Other times, though, the days passed in minutes, the sunlight growing and shrinking through the uncovered windows as the world strobed from dawn to dusk. On these days, time shot to its feet and flew through the air, jaunting its way through the week at a furious tempo. Matthew felt like the ground was shifting underneath him on these days, his thoughts struggling to plant themselves the frayed nerves webbing his brain.
As far as Matthew could tell, time kept its steady cadence within the house itself; his fingernails grew, milk went bad, dust gathered. He did his best to keep time, the real time, but eventually the batteries in the clocks would die and he’d be unmoored from its comforting passage.
He stepped backwards into the house, watching the sky turn overhead. Stars blinked into view, then snuffed themselves out just as quickly. He sighed as he shut the door, resting his forehead against the painted wood.
He was tired. More than that, he was depleted. His face was sallow, his eyes framed with pallid fatigue. Clothes, once snug, hung off him in a loose membrane of swaying fabric. He was a ghost flitting through his own house, slipping further and further away from himself as the sun skipped callously across the sky.

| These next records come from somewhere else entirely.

Issue #788, opened 2024-12-28
Add support for prebuild armv7l


return42:
msgspec is resource-efficient and therefore predestined for "small setups" (architectures) / it would be nice if we had the pre-builds for such architectures ..

https://github.com/jcrist/msgspec/blob/dd965dce22e5278d4935bea923441ecde31b5325/.github/workflows/ci.yml#L86

About `armv7l` 

- https://cibuildwheel.pypa.io/en/stable/changelog/#v2212
- https://cibuildwheel.pypa.io/en/stable/options/#archs

PR #1149, opened 2026-08-11
[WIP] try to support more wheels

chirizxc:
The diff is large because of:

```console
actions-up --yes --min-age 0
```

I'll revert these changes later

### DIFF
--- a/.github/workflows/build-wheels.yml
+++ b/.github/workflows/build-wheels.yml
@@ -67,7 +67,6 @@ jobs:
           os: ubuntu-latest
           archs: wasm32
           cibw_platform: pyodide
-
         exclude:
         - wheel:
             target: Linux (riscv64)
--- a/.github/workflows/build-wheels.yml
+++ b/.github/workflows/build-wheels.yml
@@ -59,39 +59,39 @@ jobs:
       PACKAGE_DIR: dist/${{ inputs.sdist-name }}
 
     steps:
-      - name: Checkout code
-        uses: actions/checkout@9c091bb21b7c1c1d1991bb908d89e4e9dddfe3e0  # v7.0.0
-        with:
-          persist-credentials: false
+    - name: Checkout code
+      uses: actions/checkout@9c091bb21b7c1c1d1991bb908d89e4e9dddfe3e0  # v7.0.0
+      with:
+        persist-credentials: false
 
-      - name: Download source distribution
-        uses: actions/download-artifact@3e5f45b2cfb9172054b4087a40e8e0b5a5461e7c  # v8.0.1
-        with:
-          name: artifact-sdist
-          path: dist
+    - name: Download source distribution
+      uses: actions/download-artifact@3e5f45b2cfb9172054b4087a40e8e0b5a5461e7c  # v8.0.1
+      with:
+        name: artifact-sdist
+        path: dist
 
-      - name: Install uv
-        uses: astral-sh/setup-uv@fac544c07dec837d0ccb6301d7b5580bf5edae39  # v8.2.0
-        with:
-          enable-cache: false
+    - name: Install uv
+      uses: astral-sh/setup-uv@fac544c07dec837d0ccb6301d7b5580bf5edae39  # v8.2.0
+      with:
+        enable-cache: false
 
-      - name: Set up QEMU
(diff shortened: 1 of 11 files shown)


.github/workflows/build-wheels.yml
```diff
@@ -22,93 +22,75 @@ jobs:
...
-    - name: Build & Test Wheels
-      if: runner.os != 'Windows'
-      run: >-
-        uvx --from cibuildwheel==4.2.0
-        cibuildwheel
-        --config-file .cibuildwheel.toml
-        --output-dir wheelhouse
-        "${PACKAGE_DIR}"
+      - name: Set up QEMU
+        if: runner.os == 'Linux' && contains(fromJSON('["ppc64le","s390x","armv7l"]'), matrix.wheel.archs)
```
sobolevn: Do we really need these platforms? There was 1 real user request for these platforms: https://github.com/msgspec/msgspec/issues/788

I am asking, because this is not free for us:
- We have to maintain all the build infra
- We have to run CI for this regularly

I think that `msgspec` can be compiled locally quite easily and quite efficently. So, proving wheels is not 100% required for it to work.

Moreover, there's not much platform specific code in `msgspec` for us to test it heavily.

.github/workflows/build-wheels.yml
```diff
@@ -22,93 +22,75 @@ jobs:
...
-      CIBW_SKIP: "${{ !inputs.build-all && '*-musllinux_*' || '' }}"
       ARTIFACT_NAME: artifact-wheels-${{ matrix.wheel.cibw_platform || matrix.wheel.os }}-${{ matrix.wheel.archs }}
       PACKAGE_DIR: dist/${{ inputs.sdist-name }}
 
     steps:
-    - name: Checkout code
-      uses: actions/checkout@9c091bb21b7c1c1d1991bb908d89e4e9dddfe3e0  # v7.0.0
-      with:
-        persist-credentials: false
+      - name: Checkout code
```
sobolevn: Can you please revert all whitespace and style changes? They create useless code churn.

tests/unit/test_msgpack.py
```diff
@@ -1416,6 +1421,7 @@ def test_timestamp32_lower(self):
         msg = b"\xd6\xff\x00\x00\x00\x00"
         self.check(dt, msg)
 
+    @skip_if_is_32bit
```
sobolevn, line 1424: If we are to support 32-bit archs, we need special tests for them.

.github/workflows/build-wheels.yml
```diff
@@ -22,93 +22,75 @@ jobs:
...
-          os: windows-11-arm
-          archs: ARM64
-        - target: Windows (AMD64)
-          os: windows-latest
-          archs: AMD64
-        - target: Pyodide (wasm32)
-          os: ubuntu-latest
-          archs: wasm32
-          cibw_platform: pyodide
+          - { target: Linux (aarch64),    os: ubuntu-24.04-arm,   archs: aarch64 }
```
sobolevn: Can you please revert this change as well? I mean style only.

sobolevn (commented):
I think that x86_64 macos would be the only reasonable thing to support?

I am also not a fan of the CI speed. All jobs take 10+ minutes to test these platforms. Which is a long time :(

.github/workflows/build-wheels.yml
chirizxc: Yes, this will increase the CI time, but for people who use these targets, installing the wheel will be much faster than compiling it on the spot

chirizxc: I guess we can compile manylinux and musslinux on different GitHub Runners

provinzkraut: Agree with @sobolevn. 

I'd also be cautious to add more platforms on a hunch. If there's a real demand for it, by which I mean at least a ticket asking for a specific platform with a good reason, I'm all for it. But otherwise, maybe let's hold off with it a bit.

chirizxc: In theory, without `cibuildwheel`, we could skip using `QEMU`, use `zig cc` instead, and compile the wheels on an x86 platform, but we would still need to test them, which takes about ~100+ seconds per wheel.

If we remove the musllinux wheels for `s390x`, `ppc64le`, and `armv7l` and keep what's in this PR, the build time will remain roughly the same - less than ~10 minutes per GitHub Runner.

He imagined rushing through the grass, leaping over the red backpack as the leafy sea parted in front of him. It was a small comfort to have the car so close, to let his mind wander up to the driver side door when pangs of desperation ricocheted through his thoughts. But how many bodies were sleeping under the grass? How many houses on this block were being repossessed by nature, like the Peterson’s? The world was changing, hardening into something beyond his understanding.
Outside, the grass waved in ruinous splendor, rippling against the tranquil wind.